JRuby before the changes:
$ jruby -J-server -O bench_fib_recursive.rb
1.039000 0.000000 1.039000 ( 1.039000)
1.182000 0.000000 1.182000 ( 1.182000)
1.201000 0.000000 1.201000 ( 1.201000)
1.197000 0.000000 1.197000 ( 1.197000)
1.208000 0.000000 1.208000 ( 1.208000)
1.202000 0.000000 1.202000 ( 1.202000)
1.187000 0.000000 1.187000 ( 1.187000)
1.188000 0.000000 1.188000 ( 1.188000)
JRuby after:
$ jruby -J-server -O bench_fib_recursive.rb
0.864000 0.000000 0.864000 ( 0.863000)
0.640000 0.000000 0.640000 ( 0.640000)
0.637000 0.000000 0.637000 ( 0.637000)
0.637000 0.000000 0.637000 ( 0.637000)
0.642000 0.000000 0.642000 ( 0.642000)
0.643000 0.000000 0.643000 ( 0.643000)
0.652000 0.000000 0.652000 ( 0.652000)
0.637000 0.000000 0.637000 ( 0.637000)
This is probably the largest performance boost since the early days of the compiler, and it's by far the fastest fib has ever run. Here's MRI (Ruby 1.8) and YARV (Ruby 1.9) numbers for comparison:
MRI:
$ ruby bench_fib_recursive.rb
1.760000 0.010000 1.770000 ( 1.813867)
1.750000 0.010000 1.760000 ( 1.827066)
1.760000 0.000000 1.760000 ( 1.796172)
1.760000 0.010000 1.770000 ( 1.822739)
1.740000 0.000000 1.740000 ( 1.800645)
1.750000 0.010000 1.760000 ( 1.751270)
1.750000 0.000000 1.750000 ( 1.778388)
1.740000 0.000000 1.740000 ( 1.755024)
And YARV:
$ ./ruby -I lib bench_fib_recursive.rb
0.390000 0.000000 0.390000 ( 0.398399)
0.390000 0.000000 0.390000 ( 0.412120)
0.400000 0.010000 0.410000 ( 0.424013)
0.400000 0.000000 0.400000 ( 0.415217)
0.400000 0.000000 0.400000 ( 0.409039)
0.390000 0.000000 0.390000 ( 0.415853)
0.400000 0.000000 0.400000 ( 0.415201)
0.400000 0.000000 0.400000 ( 0.504051)
What I think is really awesome is that I'm comfortable showing YARV's numbers, since we're getting so close--and YARV has a bunch of additional integer math optimizations we don't currently support and thought we'd never be able to compete with. Well, I guess we can.

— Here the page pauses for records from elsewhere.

PR #2391, opened 2018-11-21
Fix auth error regressions

wezhang:


SummerSun:
What regressions are we fixing here?

wezhang:
To address #2341

PR #2395, opened 2018-11-22
Fix ftp upload retry logic

SummerSun:
We sometimes meet the exceptions when using FTP to upload an artifact to the web app, the retry logic should handle the IOException to do the real retry.


PluginsAndFeatures/azure-toolkit-for-intellij/src/com/microsoft/intellij/runner/webapp/webappconfig/WebAppRunState.java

However a more reasonable benchmark is the "pentomino" benchmark in the YARV suite. We've always been slower than MRI...much slower some time ago when nothing compiled. But times they are a-changin'. Here's JRuby before the changes:
$ time jruby -J-server -O sbench/bm_app_pentomino.rb
real 1m50.463s
user 1m49.990s
sys 0m1.131s
And after:
$ time jruby -J-server -O bench/bm_app_pentomino.rb
real 1m25.906s
user 1m26.393s
sys 0m0.946s
MRI:
$ time ruby test/bench/yarv/bm_app_pentomino.rb
real 1m47.635s
user 1m47.287s
sys 0m0.138s
And YARV:
$ time ./ruby -I lib bench/bm_app_pentomino.rb
real 0m49.733s
user 0m49.543s
sys 0m0.104s
Again, keep in mind that YARV is optimized around these benchmarks, so it's not surprising it would still be faster. But with these recent changes--general-purpose changes that are not targeted at any specific benchmark--we're now less than 2x slower.
My confidence has been wholly restored.